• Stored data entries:
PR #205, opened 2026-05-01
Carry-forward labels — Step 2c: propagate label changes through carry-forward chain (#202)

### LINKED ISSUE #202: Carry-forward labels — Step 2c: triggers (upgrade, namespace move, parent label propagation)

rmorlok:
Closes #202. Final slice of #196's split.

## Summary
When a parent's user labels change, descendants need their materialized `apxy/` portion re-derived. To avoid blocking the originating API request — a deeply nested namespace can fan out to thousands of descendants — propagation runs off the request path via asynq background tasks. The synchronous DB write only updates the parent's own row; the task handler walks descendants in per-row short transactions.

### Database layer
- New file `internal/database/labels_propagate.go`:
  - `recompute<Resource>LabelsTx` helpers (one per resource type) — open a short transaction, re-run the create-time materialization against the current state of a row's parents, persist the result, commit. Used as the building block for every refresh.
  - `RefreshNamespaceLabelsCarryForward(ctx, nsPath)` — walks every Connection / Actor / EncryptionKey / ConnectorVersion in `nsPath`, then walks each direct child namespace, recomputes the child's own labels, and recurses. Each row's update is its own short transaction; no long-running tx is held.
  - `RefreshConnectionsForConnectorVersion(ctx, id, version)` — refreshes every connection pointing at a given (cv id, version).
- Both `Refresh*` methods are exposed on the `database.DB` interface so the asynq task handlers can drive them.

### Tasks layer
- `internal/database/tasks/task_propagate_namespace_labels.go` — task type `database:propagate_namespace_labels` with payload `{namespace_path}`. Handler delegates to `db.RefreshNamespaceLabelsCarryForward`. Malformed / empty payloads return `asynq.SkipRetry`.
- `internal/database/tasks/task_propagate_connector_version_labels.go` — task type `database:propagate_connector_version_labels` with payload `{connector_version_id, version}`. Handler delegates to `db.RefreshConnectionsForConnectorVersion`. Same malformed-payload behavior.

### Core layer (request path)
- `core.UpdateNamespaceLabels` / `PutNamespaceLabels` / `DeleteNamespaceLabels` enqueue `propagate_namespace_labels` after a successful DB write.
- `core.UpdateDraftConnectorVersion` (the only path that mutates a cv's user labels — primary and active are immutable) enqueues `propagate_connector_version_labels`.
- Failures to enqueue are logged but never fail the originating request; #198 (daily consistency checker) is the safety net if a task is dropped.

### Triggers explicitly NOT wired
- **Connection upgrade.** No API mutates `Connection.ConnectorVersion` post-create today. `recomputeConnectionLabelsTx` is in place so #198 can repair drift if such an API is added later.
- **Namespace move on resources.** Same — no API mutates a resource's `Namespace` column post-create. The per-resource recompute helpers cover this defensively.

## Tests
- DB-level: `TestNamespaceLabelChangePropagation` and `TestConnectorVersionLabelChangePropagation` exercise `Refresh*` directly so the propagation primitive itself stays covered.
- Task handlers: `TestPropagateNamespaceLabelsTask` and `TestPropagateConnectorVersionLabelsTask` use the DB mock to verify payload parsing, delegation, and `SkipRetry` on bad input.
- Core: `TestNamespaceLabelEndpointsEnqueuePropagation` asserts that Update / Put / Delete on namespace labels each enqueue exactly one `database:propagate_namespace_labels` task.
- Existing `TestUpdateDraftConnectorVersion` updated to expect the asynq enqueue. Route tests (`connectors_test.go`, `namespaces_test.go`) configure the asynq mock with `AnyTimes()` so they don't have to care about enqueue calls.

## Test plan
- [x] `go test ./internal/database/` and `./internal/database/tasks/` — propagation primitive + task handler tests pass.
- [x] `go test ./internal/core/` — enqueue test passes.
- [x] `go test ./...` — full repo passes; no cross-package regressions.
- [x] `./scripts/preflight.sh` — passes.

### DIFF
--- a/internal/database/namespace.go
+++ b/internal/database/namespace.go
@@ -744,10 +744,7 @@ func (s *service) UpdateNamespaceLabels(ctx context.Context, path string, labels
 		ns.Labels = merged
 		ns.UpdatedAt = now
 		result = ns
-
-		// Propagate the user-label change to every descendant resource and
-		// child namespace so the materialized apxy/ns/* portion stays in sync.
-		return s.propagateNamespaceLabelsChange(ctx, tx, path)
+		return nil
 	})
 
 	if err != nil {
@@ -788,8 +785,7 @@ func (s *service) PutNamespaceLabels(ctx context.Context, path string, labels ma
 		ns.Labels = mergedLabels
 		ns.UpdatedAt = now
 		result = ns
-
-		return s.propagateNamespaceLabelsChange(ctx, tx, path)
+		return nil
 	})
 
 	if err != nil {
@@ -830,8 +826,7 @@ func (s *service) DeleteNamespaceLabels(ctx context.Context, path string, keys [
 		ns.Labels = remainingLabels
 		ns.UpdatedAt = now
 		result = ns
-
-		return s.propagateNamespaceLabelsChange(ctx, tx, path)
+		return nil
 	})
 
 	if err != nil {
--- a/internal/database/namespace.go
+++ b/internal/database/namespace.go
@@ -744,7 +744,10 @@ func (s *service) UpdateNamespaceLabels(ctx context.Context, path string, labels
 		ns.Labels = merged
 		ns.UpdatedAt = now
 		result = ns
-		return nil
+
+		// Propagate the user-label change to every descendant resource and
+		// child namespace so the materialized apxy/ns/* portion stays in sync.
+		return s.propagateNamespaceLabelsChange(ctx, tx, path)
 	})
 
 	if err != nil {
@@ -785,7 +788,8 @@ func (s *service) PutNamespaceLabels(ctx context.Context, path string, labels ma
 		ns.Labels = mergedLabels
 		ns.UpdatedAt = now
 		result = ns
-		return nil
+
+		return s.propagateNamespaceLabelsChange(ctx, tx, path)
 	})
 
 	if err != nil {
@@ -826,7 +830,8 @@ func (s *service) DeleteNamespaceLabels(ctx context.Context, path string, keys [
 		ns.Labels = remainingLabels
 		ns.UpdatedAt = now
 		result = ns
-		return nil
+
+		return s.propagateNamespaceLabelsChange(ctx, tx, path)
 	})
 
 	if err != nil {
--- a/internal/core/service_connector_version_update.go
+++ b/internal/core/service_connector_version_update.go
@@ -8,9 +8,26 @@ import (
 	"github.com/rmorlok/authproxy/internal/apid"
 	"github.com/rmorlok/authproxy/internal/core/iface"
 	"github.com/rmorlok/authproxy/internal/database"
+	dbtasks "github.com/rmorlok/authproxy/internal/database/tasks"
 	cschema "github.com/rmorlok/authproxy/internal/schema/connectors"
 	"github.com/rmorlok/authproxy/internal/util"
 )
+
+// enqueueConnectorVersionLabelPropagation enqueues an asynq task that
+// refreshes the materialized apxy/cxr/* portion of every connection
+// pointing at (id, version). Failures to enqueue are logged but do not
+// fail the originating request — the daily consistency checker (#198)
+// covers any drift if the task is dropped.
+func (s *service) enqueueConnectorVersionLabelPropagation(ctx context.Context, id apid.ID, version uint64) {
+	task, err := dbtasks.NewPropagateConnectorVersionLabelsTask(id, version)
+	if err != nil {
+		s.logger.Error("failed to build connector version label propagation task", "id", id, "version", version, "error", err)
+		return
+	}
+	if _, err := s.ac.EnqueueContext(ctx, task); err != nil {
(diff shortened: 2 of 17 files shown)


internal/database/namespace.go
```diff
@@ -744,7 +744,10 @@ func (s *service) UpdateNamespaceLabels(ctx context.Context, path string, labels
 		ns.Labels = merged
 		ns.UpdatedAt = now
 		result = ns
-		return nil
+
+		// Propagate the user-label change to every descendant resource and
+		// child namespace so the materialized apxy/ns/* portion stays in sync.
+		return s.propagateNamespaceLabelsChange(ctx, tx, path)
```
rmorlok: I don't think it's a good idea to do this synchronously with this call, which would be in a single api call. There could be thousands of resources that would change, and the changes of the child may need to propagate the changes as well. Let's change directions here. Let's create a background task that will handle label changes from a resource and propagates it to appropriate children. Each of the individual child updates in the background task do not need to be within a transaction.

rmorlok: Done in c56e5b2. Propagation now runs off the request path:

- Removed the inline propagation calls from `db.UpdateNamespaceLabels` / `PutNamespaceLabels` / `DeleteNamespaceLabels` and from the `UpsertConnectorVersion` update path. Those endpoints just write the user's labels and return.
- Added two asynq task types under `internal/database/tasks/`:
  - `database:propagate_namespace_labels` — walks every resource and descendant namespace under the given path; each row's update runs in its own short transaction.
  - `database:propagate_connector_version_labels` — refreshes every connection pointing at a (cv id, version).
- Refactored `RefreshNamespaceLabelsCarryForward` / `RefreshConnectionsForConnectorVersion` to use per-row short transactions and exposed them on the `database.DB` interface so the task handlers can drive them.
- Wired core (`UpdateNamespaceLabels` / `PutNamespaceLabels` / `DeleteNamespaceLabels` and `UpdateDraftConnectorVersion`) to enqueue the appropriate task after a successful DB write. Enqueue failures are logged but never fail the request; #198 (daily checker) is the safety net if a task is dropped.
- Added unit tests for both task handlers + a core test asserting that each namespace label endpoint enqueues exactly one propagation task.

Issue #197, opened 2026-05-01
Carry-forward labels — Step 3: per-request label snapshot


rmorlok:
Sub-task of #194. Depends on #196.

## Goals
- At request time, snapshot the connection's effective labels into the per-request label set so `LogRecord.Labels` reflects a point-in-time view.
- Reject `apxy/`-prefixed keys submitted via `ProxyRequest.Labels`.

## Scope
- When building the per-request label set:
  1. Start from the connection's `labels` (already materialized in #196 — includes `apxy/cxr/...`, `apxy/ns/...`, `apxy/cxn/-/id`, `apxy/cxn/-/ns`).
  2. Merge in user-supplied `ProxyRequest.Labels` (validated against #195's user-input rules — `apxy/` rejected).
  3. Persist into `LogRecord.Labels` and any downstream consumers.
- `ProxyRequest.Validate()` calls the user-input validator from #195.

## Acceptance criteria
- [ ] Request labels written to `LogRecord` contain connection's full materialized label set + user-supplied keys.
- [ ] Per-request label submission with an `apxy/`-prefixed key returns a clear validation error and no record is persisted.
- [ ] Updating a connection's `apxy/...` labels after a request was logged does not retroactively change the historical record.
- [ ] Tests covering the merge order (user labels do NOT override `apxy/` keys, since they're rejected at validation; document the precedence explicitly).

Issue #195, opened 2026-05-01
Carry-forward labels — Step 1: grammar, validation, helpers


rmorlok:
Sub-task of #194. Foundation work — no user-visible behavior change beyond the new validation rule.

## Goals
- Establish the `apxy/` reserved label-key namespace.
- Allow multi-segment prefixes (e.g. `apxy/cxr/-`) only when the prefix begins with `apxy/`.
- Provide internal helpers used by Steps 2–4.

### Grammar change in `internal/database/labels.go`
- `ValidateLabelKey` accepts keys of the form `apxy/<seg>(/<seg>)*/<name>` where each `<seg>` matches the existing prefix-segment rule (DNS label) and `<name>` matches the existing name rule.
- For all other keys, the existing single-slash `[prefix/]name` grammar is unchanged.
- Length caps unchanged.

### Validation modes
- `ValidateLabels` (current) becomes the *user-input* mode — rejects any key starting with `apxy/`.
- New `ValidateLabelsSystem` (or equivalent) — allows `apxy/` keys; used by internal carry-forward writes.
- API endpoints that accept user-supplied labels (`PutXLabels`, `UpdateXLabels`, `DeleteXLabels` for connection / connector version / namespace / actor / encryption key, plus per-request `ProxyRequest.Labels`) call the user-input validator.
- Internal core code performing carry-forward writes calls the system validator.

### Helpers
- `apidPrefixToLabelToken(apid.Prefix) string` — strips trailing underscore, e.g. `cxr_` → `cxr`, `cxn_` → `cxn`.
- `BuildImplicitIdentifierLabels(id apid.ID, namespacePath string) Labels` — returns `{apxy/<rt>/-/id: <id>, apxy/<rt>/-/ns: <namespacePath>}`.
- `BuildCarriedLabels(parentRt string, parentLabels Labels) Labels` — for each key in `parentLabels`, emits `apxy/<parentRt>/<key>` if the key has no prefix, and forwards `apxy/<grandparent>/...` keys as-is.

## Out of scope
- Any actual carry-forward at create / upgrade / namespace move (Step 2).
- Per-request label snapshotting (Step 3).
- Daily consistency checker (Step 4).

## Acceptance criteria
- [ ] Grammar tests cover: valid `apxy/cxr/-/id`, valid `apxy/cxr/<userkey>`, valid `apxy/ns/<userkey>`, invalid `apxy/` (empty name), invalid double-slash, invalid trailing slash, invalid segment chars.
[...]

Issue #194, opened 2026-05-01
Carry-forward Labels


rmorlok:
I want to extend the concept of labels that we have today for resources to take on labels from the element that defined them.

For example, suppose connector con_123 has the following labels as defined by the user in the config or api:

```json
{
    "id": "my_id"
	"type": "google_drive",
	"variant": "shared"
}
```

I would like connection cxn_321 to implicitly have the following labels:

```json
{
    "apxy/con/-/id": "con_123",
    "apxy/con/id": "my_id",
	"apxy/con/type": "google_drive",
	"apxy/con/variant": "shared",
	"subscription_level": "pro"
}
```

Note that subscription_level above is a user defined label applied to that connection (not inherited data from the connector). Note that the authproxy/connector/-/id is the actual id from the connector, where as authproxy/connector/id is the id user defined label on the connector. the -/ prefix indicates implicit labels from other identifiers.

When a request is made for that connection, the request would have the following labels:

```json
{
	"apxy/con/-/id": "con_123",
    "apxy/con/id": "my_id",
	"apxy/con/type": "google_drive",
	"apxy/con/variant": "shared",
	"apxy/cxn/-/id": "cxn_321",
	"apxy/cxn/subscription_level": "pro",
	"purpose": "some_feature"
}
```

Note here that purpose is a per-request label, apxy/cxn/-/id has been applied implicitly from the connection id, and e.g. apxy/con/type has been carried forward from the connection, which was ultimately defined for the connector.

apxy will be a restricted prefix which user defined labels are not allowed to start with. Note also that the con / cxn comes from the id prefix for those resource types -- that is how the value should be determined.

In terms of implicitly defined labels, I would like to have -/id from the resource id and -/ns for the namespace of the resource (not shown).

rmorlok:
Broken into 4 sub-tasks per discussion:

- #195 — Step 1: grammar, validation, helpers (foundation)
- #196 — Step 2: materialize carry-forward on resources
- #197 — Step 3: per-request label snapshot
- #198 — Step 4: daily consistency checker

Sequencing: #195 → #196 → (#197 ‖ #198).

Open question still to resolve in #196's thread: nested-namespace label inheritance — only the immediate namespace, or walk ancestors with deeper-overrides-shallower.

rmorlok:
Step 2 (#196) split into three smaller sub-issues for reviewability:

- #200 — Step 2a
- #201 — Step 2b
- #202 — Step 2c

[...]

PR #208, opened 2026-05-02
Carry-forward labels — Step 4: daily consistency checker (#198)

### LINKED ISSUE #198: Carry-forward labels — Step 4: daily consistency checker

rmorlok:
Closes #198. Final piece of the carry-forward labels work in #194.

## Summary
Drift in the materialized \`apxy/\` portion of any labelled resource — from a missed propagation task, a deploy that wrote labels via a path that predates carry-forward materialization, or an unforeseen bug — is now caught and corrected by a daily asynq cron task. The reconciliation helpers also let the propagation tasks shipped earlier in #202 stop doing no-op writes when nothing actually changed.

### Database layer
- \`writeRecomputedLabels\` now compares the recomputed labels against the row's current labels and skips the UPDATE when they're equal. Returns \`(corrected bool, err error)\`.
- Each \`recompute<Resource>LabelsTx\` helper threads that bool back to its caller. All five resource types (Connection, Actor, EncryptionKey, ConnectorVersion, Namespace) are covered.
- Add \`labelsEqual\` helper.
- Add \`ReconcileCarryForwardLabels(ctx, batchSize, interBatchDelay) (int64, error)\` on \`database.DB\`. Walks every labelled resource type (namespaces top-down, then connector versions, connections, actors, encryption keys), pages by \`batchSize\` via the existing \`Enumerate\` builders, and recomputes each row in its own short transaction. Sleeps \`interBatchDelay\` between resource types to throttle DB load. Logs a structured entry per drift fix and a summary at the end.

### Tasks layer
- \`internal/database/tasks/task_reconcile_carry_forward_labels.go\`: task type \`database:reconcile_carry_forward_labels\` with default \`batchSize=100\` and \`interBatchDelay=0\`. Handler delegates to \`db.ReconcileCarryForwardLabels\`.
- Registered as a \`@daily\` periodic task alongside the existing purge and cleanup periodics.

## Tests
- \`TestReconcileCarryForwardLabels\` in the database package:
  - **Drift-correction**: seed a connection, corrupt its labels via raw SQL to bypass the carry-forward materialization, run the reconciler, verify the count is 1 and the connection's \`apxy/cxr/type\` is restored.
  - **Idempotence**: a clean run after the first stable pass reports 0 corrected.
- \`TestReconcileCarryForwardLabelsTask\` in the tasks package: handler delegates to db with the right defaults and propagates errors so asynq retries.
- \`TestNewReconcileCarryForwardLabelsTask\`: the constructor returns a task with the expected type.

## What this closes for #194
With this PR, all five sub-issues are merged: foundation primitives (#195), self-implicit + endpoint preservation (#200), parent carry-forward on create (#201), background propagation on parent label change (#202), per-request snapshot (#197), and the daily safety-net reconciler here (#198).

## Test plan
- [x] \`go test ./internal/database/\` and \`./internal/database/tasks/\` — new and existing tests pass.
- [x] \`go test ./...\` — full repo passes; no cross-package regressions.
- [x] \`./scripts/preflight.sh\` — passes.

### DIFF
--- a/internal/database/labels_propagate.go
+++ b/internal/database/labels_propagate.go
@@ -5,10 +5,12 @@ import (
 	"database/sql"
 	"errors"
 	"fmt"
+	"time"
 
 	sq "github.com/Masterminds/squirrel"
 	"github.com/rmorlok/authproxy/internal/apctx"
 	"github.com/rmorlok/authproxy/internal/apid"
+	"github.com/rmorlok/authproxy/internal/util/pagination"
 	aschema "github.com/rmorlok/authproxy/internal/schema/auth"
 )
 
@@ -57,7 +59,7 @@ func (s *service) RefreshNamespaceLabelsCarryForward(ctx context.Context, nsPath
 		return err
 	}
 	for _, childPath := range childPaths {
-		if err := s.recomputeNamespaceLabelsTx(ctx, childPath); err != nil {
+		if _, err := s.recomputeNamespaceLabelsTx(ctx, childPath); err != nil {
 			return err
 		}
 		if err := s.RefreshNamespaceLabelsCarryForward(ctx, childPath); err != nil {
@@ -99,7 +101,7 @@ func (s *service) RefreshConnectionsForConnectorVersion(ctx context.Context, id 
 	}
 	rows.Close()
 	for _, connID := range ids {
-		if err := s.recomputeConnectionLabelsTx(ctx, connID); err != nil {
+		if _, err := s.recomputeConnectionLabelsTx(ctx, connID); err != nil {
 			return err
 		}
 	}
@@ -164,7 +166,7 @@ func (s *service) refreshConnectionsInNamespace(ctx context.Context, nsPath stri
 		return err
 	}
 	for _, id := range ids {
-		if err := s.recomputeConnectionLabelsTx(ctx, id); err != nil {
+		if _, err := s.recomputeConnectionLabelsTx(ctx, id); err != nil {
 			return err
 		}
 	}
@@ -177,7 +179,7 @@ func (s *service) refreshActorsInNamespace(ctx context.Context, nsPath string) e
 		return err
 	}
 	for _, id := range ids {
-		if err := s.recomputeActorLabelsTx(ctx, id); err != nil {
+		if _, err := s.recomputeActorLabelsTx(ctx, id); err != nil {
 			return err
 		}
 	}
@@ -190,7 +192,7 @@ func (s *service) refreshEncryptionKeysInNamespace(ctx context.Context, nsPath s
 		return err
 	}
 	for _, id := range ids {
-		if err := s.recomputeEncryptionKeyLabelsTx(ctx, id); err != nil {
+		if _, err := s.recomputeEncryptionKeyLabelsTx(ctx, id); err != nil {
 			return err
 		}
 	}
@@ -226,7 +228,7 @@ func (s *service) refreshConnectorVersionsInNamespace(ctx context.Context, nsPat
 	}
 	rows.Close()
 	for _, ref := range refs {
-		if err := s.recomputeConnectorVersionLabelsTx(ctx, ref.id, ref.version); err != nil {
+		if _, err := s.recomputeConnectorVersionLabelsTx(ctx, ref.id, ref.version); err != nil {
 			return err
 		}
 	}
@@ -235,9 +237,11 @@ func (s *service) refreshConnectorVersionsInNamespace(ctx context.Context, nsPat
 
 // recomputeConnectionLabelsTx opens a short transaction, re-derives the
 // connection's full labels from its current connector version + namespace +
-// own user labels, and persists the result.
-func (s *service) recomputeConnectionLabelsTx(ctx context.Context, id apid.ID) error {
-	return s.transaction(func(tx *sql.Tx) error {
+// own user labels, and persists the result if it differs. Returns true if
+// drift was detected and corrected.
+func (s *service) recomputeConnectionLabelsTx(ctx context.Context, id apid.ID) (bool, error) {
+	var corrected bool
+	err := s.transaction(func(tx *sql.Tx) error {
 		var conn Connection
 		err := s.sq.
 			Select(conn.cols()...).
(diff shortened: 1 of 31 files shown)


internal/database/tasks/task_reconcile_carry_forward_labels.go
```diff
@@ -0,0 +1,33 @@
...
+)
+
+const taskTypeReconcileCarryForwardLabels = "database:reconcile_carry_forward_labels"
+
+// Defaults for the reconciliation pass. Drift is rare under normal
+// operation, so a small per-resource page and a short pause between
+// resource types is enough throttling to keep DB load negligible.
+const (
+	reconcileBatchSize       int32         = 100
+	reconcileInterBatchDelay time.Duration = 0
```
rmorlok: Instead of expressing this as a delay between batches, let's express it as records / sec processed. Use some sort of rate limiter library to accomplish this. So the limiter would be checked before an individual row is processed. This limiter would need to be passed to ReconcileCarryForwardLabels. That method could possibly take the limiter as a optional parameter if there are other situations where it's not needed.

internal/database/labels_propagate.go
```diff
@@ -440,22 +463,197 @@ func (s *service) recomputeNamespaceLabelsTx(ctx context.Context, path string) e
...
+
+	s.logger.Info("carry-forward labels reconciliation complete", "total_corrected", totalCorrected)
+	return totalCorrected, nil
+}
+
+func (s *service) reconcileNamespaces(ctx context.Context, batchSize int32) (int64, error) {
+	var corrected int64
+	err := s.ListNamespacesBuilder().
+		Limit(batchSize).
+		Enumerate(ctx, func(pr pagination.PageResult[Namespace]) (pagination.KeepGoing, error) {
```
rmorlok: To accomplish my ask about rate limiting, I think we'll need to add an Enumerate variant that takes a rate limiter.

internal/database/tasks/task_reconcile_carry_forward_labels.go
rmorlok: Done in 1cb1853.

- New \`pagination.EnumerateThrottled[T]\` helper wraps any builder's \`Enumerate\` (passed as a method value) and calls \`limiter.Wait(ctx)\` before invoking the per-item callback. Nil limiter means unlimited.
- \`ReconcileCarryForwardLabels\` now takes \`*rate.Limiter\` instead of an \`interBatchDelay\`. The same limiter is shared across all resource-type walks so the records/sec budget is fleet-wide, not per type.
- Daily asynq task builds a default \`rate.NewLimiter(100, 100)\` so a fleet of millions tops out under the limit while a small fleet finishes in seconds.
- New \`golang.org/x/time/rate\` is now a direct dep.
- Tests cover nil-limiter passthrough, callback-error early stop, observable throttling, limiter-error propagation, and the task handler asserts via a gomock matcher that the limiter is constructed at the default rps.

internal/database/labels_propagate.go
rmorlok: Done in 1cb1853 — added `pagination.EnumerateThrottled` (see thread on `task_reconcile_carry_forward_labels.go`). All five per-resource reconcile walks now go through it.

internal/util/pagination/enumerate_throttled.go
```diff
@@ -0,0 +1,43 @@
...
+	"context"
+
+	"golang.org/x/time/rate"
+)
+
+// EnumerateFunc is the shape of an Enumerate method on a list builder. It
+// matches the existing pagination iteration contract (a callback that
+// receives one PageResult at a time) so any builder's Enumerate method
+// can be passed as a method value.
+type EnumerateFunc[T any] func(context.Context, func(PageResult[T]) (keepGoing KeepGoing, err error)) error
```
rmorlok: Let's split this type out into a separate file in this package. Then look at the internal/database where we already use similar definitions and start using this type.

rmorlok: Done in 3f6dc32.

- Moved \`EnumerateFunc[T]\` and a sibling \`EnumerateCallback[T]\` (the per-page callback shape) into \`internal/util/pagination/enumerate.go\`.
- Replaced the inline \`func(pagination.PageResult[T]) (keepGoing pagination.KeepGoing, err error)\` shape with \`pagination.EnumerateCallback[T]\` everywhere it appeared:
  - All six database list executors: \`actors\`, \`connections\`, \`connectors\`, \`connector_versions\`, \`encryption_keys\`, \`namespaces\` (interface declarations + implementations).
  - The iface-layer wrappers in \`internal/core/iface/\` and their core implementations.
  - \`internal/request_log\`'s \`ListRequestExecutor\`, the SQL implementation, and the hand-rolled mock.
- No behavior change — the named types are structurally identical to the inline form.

• EXERCISE: Among the records above, which lines hold the word "verify"? Copy each one.

• TASK ANSWER:
- Task handlers: `TestPropagateNamespaceLabelsTask` and `TestPropagateConnectorVersionLabelsTask` use the DB mock to verify payload parsing, delegation, and `SkipRetry` on bad input.
  - **Drift-correction**: seed a connection, corrupt its labels via raw SQL to bypass the carry-forward materialization, run the reconciler, verify the count is 1 and the connection's \`apxy/cxr/type\` is restored.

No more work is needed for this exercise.